Daily Existence for one hundred twenty thousand Asylum Seekers in Mauritania's Massive Refugee Camp on the Mali Frontier.

Several days a week, Mohamed ‘Momo’ Ag Malha treks at least 7 miles (11km) around the vast Mbera refugee camp in south-eastern Mauritania that has been his residence since 2012. The exercise keeps the 84-year-old camp leader mentally and physically fit, and enables him to monitor the welfare of other occupants.

His first stay in Mauritania happened in 1991, when he left Mali as Tuareg rebels clashed with the army in his home Timbuktu province.

After four years as a refugee, he went back and worked for a year as a community worker before becoming a teacher. Then in 2012, the Tuareg fighting once again pushed him across the border.

The former math and science teacher says he feels deeply sympathetic for the younger people of Mbera, which is located approximately 30 miles from the Malian border.

“Some of the young ones who were born here in Mbera have not laid eyes on Mali,” he says. “They do not know their homeland [and] that is heartbreaking because a refugee always has split affections: one here, where he lives, and another over there, in his homeland, which he dreams of returning to one day.”

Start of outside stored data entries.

Issue #1670, opened 2017-11-20
[ws] BUS FAULT occurs when connect and disconnect websocket server for several times.


qiaojingx:
### Description

Try to connect and disconnect with websocket server for several times, `BUS FAULT` error will happen.

### Test Code

[WebSocketServer.js](https://github.com/01org/zephyr.js/blob/master/samples/websockets/WebSocketServer.js);
 
### Steps to Reproduction

 1. `make JS=samples/websockets/WebSocketServer.js BOARD=frdm_k64f`
 2. `cp outdir/frdm_k64f/zephyr.bin /media/<username>/MBED/`
 3. `node samples/websockets/NodeWebSocketClient.js`
 4. CTRL+C to disconnect 
 5. repeat steps 3 and 4(error happens after about 5 times).

### Actual Result

![selection_006](https://user-images.githubusercontent.com/19813546/33008929-0082013c-ce10-11e7-99c5-3c4df3fc28fe.png)

 ### Expected Result

 No error occurs.

### Test Builds

Branch | Commit Id | Target Device | Test Date | Result
---|---|---|---|---
master | dcf56a9 | FRDM-K64F | Nov 20, 2017 | Fail

jimmy-huang:
@qiaojingx Is this reproducible with master, it seemed the original check was with Zephyr 1.9, but I can't reproduce this on Zephyr 1.10.  However, I do get ip route dropped on the linux time periodically, and I have to add route again.

qiaojingx:
Verifed with commit 4b23a47. This issue happens with a much lower reappearance rate now(disconnect for 10+times).
![selection_021](https://user-images.githubusercontent.com/19813546/35131725-c27336dc-fd02-11e7-9114-6a504cdf5404.png)
And if keep connection from the beginning, issue #1725 will occurs.

jimmy-huang:
@brianjjones and @jprestwo were able to reproduce this yesterday and root-caused this bug, so a patch is on the way, don't close this until that's in.

qiaojingx:
Verified with commit 0c0af9b, not reproduced.

PR #1770, opened 2018-01-18
[timers] Checks to prevent deleting timers / memory that we shouldn't

brianjjones:
This is a fix for #1670

### DIFF
--- a/src/zjs_timers.c
+++ b/src/zjs_timers.c
@@ -149,8 +149,9 @@ static zjs_timer_t *add_timer(u32_t interval,
 static bool delete_timer(zjs_timer_t *tm)
 {
     if (tm) {
-	    // If the timer isn't in the list, its already been deleted
-        if (!ZJS_LIST_REMOVE(zjs_timer_t, zjs_timers, tm)) {
+        // If the timer isn't in the list, its already been deleted
+        if (zjs_timers == NULL ||
+            !ZJS_LIST_REMOVE(zjs_timer_t, zjs_timers, tm)) {
             return false;
         }
         zjs_port_timer_stop(&tm->timer);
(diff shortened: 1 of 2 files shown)


src/zjs_timers.c
```diff
@@ -149,6 +149,10 @@ static zjs_timer_t *add_timer(u32_t interval,
 static bool delete_timer(zjs_timer_t *tm)
 {
     if (tm) {
+	    // If the timer isn't in the list, its already been deleted
```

Initially conceived as a few thousand dwellings, Mbera now houses around 120,000 refugees, according to UNHCR. In addition, it is estimated that at least 154,000 refugees reside in nearby villages across the Hodh Ech Chargui province. More than half are under 18.

Government representatives say the area is the third largest human settlement in Mauritania after Nouakchott and Nouadhibou, the administrative and commercial hubs.

Each month, thousands more refugees pour in across the border, fleeing a extremist rebellion that took over the Tuareg rebellion and has since left swathes of the country uncontrollable. Aid workers – particularly at the UN World Food Programme (WFP) and Unicef office in the town of Bassikounou, which services the camp and adjacent settlements – cannot stop feeling anxious. They have faced dwindling resources as foreign donors – most notably the now defunct USAID – have sharply reduced funding this year.

“We’ve gone from [being able to] support almost 90,000 people with both provisions or financial assistance every month to about 53,000 … and had to stop vital nutrition programmes for undernourished children and mothers due to funding cuts,” says Aliou Diongue, country director for WFP.

The camp has many of the trappings of a permanent settlement, including its own bank, eight schools, a market with more than 500 outlets, and volleyball and football activities. Members of a parent-teacher association use megaphones to get more children signed up in school. New comers are documented by aid workers and state agents using fingerprint technology.

Nearby, gendarmerie patrols guard the camp from the threat of armed groups just a few miles from the border.

Some residents have taken on new roles with zeal: volunteers in the SOS Desert organisation cultivate food for sale and manage an anti-fire brigade putting out bushfires; members of a women’s resource network care for those maimed by jihadist attacks and pregnant women while also raising awareness about schooling girls.

But the camp’s needs are clear.

“We have the determination, we have the women, but not enough resources or supplies,” a leading member of the network says. “Sometimes we reuse what little we have, but it is not enough for the requirements of the camp.”

In the schools, the children are given one meal daily by WFP. At one school with 100 children per class, six or seven of them cluster by a big tray to eat the same meal every school day – rice that is almost plain, save for a few legumes.

“We’re still supplying school meals, staple provisions, and financial support in the Mbera camp, but it’s not enough,” says Diongue. “We’re prioritizing the most at-risk while working relentlessly to secure new funding through the broadening of our support network.”

The meals are supported by recent gifts including several thousand tonnes of rice donated by the South Korean government – the only goods in a bulk of the warehouses. A few donors are also helping initiate self-sufficiency programmes to help refugees farm and keep animals so they can make money and enhance their quality of life.

Though Malha oversees everything responsibly, helping the aid workers’ assist the most needy households, his heart aches to return to Mali.

“When you leave your country, you forfeit everything – your work, your home, your family sometimes,” he says. “Here, you rely solely on humanitarian aid. Sometimes that aid is sufficient, sometimes it is not. And when it is not, you suffer.
“We are grateful to the Mauritanian authorities and the humanitarian organisations for what they have done for us but it is not the same as being in your own country, working with your own hands and living with dignity.”